--- GIVEN INFORMATION Enclosed Below ---
Issue #379, opened 2016-04-19
 request.on('done',  ) Not working


hasan3ysf:
Hi,
I wrote the below statement to be executed once the SQlexec is DONe, but got nothing!

`request.on('done', function (rowCount, more, rows) {console.log(rowCount + ' rows final'); });`

my configuration is defined as:

```
    var config = { 
       userName: 'sa',
       password: 'myPswd',
       server: 'myIP',
       options: {
            database: 'myDB',
                rowCollectionOnRequestCompletion: true,
                  rowCollectionOnDone: true
         },
    };
```

seanpoulter:
I can recreate this problem running the [minimal example](https://github.com/pekim/tedious/blob/master/examples/minimal.js#L58) connecting to SQL Server 2012.

codyaweber:
I'm fairly new to tedious, so forgive me if this is way off. But I think this (from [docs](http://pekim.github.io/tedious/api-connection.html#function_execSql)) could be causing a problem:

"As `sp_executesql` is used to execute the SQL, if the same SQL is executed multiples times using this function, the SQL Server query optimizer is likely to reuse the execution plan it generates for the first execution."

I think 'reusing the execution plan' means the query gets treated as a stored procedure, so instead of the `done` event being called upon completion, `doneProc` and `doneInProc` get called. Using `execSqlBatch` as opposed to `execSql` would fix this. Not sure if there's a more appropriate way to prevent the server from treating the query as a stored procedure though.

RaduGrama:
@codyaweber, you are correct and all workarounds you suggested address the issue, with `doneProc` or `doneInProc` probably being the better workarounds. This should probably be considered a documentation bug.

arthurschreiber:
Yes, this is a documentation bug. The `done` event is not always fired. There's been quite a few issues regarding this. Patches for fixing the documentation would be very welcome.

veleek:
Excuse me if this seems like a ridiculous question, but where IS the documentation located?  I was going to try and update this, but I don't know where the update should go.

codyaweber:
It seems the link I posted earlier has changed.

http://tediousjs.github.io/tedious/api-request.html

PR #607, opened 2017-08-18
Add clarifying details around done events.

veleek:
See #379.  Attempting to make the documentation a bit more clear.

I may do a quick run through all the documentation later and make sure that all <code> elements also link to their respective items in the documentation.


v-suhame:
@veleek Thanks for updating the documentation !

PR #612, opened 2017-09-14
Kerberos Integrated auth

v-suhame:
- Server name should be FQDN - security context is generated based on this.
- Tested with keytab and cached Kerberos ticket.
- Uses https://www.npmjs.com/package/node-kerberos/ as dependency. This is based on https://github.com/mongodb-js/kerberos , couldn't get the necessary changes for Kerberos merged in there due to inactivity.
 
Tests to be added soon.

### DIFF
--- a/package.json
+++ b/package.json
@@ -47,7 +47,7 @@
     "readable-stream": "^2.2.6",
     "sprintf": "0.1.5",
     "sspi-client": "^0.1.0",
-    "kerberos": "git://github.com/v-suhame/kerberos.git#krbv5Mech"
+    "node-kerberos": "^0.0.25"
   },
   "devDependencies": {
     "async": "^1.4.0",
--- a/package.json
+++ b/package.json
@@ -46,7 +46,8 @@
     "iconv-lite": "^0.4.11",
     "readable-stream": "^2.2.6",
     "sprintf": "0.1.5",
-    "sspi-client": "^0.1.0"
+    "sspi-client": "^0.1.0",
+    "kerberos": "git://github.com/v-suhame/kerberos.git#krbv5Mech"
   },
   "devDependencies": {
     "async": "^1.4.0",
--- a/src/connection.js
+++ b/src/connection.js
@@ -322,23 +322,34 @@ class Connection extends EventEmitter {
 
   cleanupConnection(cleanupTypeEnum) {
     if (!this.closed) {
-      this.clearConnectTimer();
-      this.clearRequestTimer();
-      this.clearRetryTimer();
-      this.closeConnection();
-      if (cleanupTypeEnum === this.cleanupTypeEnum.REDIRECT) {
-        this.emit('rerouting');
-      } else if (cleanupTypeEnum !== this.cleanupTypeEnum.RETRY) {
-        this.emit('end');
+      const cleanConnection = () => {
+          this.clearConnectTimer();
+          this.clearRequestTimer();
+          this.clearRetryTimer();
+          this.closeConnection();
+
+          if (cleanupTypeEnum === this.cleanupTypeEnum.REDIRECT) {
+          this.emit('rerouting');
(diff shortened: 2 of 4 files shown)


v-suhame:
@tvrprasad @arthurschreiber Can you review it when possible?

arthurschreiber:
Heya @v-suhame! 👋

I just opened #624, which proposes a better API for adding authentication providers (like the Kerberos provider you are working on here). Please check it out and let me know what you think! ❤️

package.json
```diff
@@ -46,7 +46,8 @@
     "iconv-lite": "^0.4.11",
     "readable-stream": "^2.2.6",
     "sprintf": "0.1.5",
-    "sspi-client": "^0.1.0"
+    "sspi-client": "^0.1.0",
+    "node-kerberos": "^0.0.25"
```
arthurschreiber: As mentioned in #624, I don't think having all these different libraries be dependencies of `tedious` is a scalable approach.

src/connection.js
```diff
@@ -409,23 +414,34 @@ class Connection extends EventEmitter {
...
+          this.request = undefined;
+        }
+        this.closed = true;
+        this.loggedIn = false;
+        return this.loginError = null;
+      };
+
+      // clean kerberos security context if exists
+      if (this.kerberos && this.context) {
+        this.kerberos.authGSSClientClean(this.context, () => { cleanConnection(); });
```
arthurschreiber: What do you think about cleaning the kerberos context right after the security handshake was performed successfully? 🤔

src/connection.js
```diff
@@ -1533,6 +1616,39 @@ Connection.prototype.STATE = {
       }
     }
   },
+  SENT_LOGIN7_WITH_KERBEROS: {
```
arthurschreiber: The state machine is starting to get really complicated. Do you think kerberos authentication could be implemented without adding a new state? I know that there is also a special state for NTLM authentication defined, but while working on #624, I was thinking if we maybe could get rid of authentication specific states somehow. 🤔

src/connection.js
```diff
@@ -1057,6 +1101,41 @@ class Connection extends EventEmitter {
     }
   }
 
+  processLogin7KerberosResponse() {
+    if (this.loggedIn) {
+      return this.dispatchEvent('loggedIn');
```
arthurschreiber: Maybe I'm missing something, but is this really the right location for this call? Where is `this.loggedIn` set to true for kerberos authentication? 🤔

arthurschreiber: Ok, I think I figured out where this happens. 😓

src/connection.js
```diff
@@ -1057,6 +1101,41 @@ class Connection extends EventEmitter {
...
+          //verify if kerberos auth was successful, ie, GSS_C_COMPLETE flag returned
+          if (!((null != result) && ('number' === typeof (result)) && (1 === result /* GSS_C_COMPLETE */))) {
+            this.emit('error', new Error('Expected GSS_C_COMPLETE flag not received, kerberos authentication failed'));
+            return this.close();
+          }
+
+          this.sspiClientResponsePending = false;
+
+          // clear the ntlmpacket
+          delete this.ntlmpacketBuffer;
```
arthurschreiber: Deleting properties has negative performance implications in V8, if I remember correctly. 🤔

v-suhame:
@arthurschreiber Thanks for reviewing it :) I'll keep this PR open for now, will make the necessary changes after pluggable-auth-providers gets merged.

src/connection.js
v-suhame: sure, I'll double check that.

Fadoli:
Hey just asking, not work is planned on this anymore ? (since the pluggable auth providers is okay ish ?)

David-Engel:
@Fadoli Changes from this PR look to be incorporated in #624 which is still open.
--- End of Enclosed GIVEN INFORMATION ---
◆ WHAT IS NEEDED ◆
Of the entries listed above, reproduce only the lines starting at the line containing "arthurschreiber: The state" and ending at the line containing "arthurschreiber: Maybe I'm". Include both, exactly as they stand.

◆ WRITTEN REPLY ◆
arthurschreiber: The state machine is starting to get really complicated. Do you think kerberos authentication could be implemented without adding a new state? I know that there is also a special state for NTLM authentication defined, but while working on #624, I was thinking if we maybe could get rid of authentication specific states somehow. 🤔

src/connection.js
```diff
@@ -1057,6 +1101,41 @@ class Connection extends EventEmitter {
     }
   }
 
+  processLogin7KerberosResponse() {
+    if (this.loggedIn) {
+      return this.dispatchEvent('loggedIn');
```
arthurschreiber: Maybe I'm missing something, but is this really the right location for this call? Where is `this.loggedIn` set to true for kerberos authentication? 🤔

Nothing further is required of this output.